TASK TO CARRY OUT
Return the records that follow, unchanged and complete.

INPUT
PR #1871, opened 2017-03-03
[WIP] Feature/add citations filter

anthonygarvan:
This introduces React into legal search, as well as introducing the citations filter.


static/js/legal/FilterPanel.js
```diff
@@ -0,0 +1,32 @@
...
+  this.setState({'expanded': !this.state.expanded});
+}
+
+render() {
+    return <li>
+      <button className="accordion__button" aria-controls={this.props.id} aria-expanded={this.state.expanded}
+      onClick={this.toggle}>
+        {this.props.header}
+      </button>
+      <div className="accordion__content" id={this.props.id} aria-hidden={!this.state.expanded} style={{display: this.getDisplay()}}>
```
shawnbot: I would suggest using the [`hidden` attribute](https://developer.mozilla.org/en-US/docs/Web/HTML/Global_attributes/hidden) instead of `aria-hidden="true"` and `style="display: none"` to hide it. See our [accessibility guide](https://pages.18f.gov/accessibility/hidden-content/) for more info.

static/js/legal/Filters.js
```diff
@@ -0,0 +1,74 @@
...
+            <TextFilter key="ao_no" name="ao_no" label="AO number" value={props.query.ao_no}
+                handleChange={props.setQuery} getResults={props.getResults} />
+            <TextFilter key="ao_requestor" name="ao_requestor" label="Requestor Name (or AO Name)" value={props.query.ao_requestor}
+                  handleChange={props.setQuery} getResults={props.getResults} />
+              <Dropdown key="ao_requestor_type" name="ao_requestor_type" label="Requestor Type" value={props.query.ao_requestor_type}
+                options={requestorOptions} handleChange={props.instantQuery} />
+            <ul className="accordion--neutral" data-content-prefix="first">
+              <FilterPanel id="first-content-0" header="Documents" startOpen={true}
+                  content={[<TextFilter key="q" name="q" label="Keywords" value={props.query.q}
+                  handleChange={props.setQuery} getResults={props.getResults} />,
```
toolness: I noticed this `<FilterPanel>` is self-closing, yet there's a `content` prop that might be more readable if it were supplied as children.

For a really nice tutorial on React children, see [A deep dive into children in React](http://mxstbr.blog/2017/02/react-children-deepdive/).  That post is long but you only have to read the first few paragraphs to figure out how to use children.

static/js/legal/Filters.js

ANSWER
PR #1871, opened 2017-03-03
[WIP] Feature/add citations filter

anthonygarvan:
This introduces React into legal search, as well as introducing the citations filter.


static/js/legal/FilterPanel.js
```diff
@@ -0,0 +1,32 @@
...
+  this.setState({'expanded': !this.state.expanded});
+}
+
+render() {
+    return <li>
+      <button className="accordion__button" aria-controls={this.props.id} aria-expanded={this.state.expanded}
+      onClick={this.toggle}>
+        {this.props.header}
+      </button>
+      <div className="accordion__content" id={this.props.id} aria-hidden={!this.state.expanded} style={{display: this.getDisplay()}}>
```
shawnbot: I would suggest using the [`hidden` attribute](https://developer.mozilla.org/en-US/docs/Web/HTML/Global_attributes/hidden) instead of `aria-hidden="true"` and `style="display: none"` to hide it. See our [accessibility guide](https://pages.18f.gov/accessibility/hidden-content/) for more info.

static/js/legal/Filters.js
```diff
@@ -0,0 +1,74 @@
...
+            <TextFilter key="ao_no" name="ao_no" label="AO number" value={props.query.ao_no}
+                handleChange={props.setQuery} getResults={props.getResults} />
+            <TextFilter key="ao_requestor" name="ao_requestor" label="Requestor Name (or AO Name)" value={props.query.ao_requestor}
+                  handleChange={props.setQuery} getResults={props.getResults} />
+              <Dropdown key="ao_requestor_type" name="ao_requestor_type" label="Requestor Type" value={props.query.ao_requestor_type}
+                options={requestorOptions} handleChange={props.instantQuery} />
+            <ul className="accordion--neutral" data-content-prefix="first">
+              <FilterPanel id="first-content-0" header="Documents" startOpen={true}
+                  content={[<TextFilter key="q" name="q" label="Keywords" value={props.query.q}
+                  handleChange={props.setQuery} getResults={props.getResults} />,
```
toolness: I noticed this `<FilterPanel>` is self-closing, yet there's a `content` prop that might be more readable if it were supplied as children.

For a really nice tutorial on React children, see [A deep dive into children in React](http://mxstbr.blog/2017/02/react-children-deepdive/).  That post is long but you only have to read the first few paragraphs to figure out how to use children.

static/js/legal/Filters.js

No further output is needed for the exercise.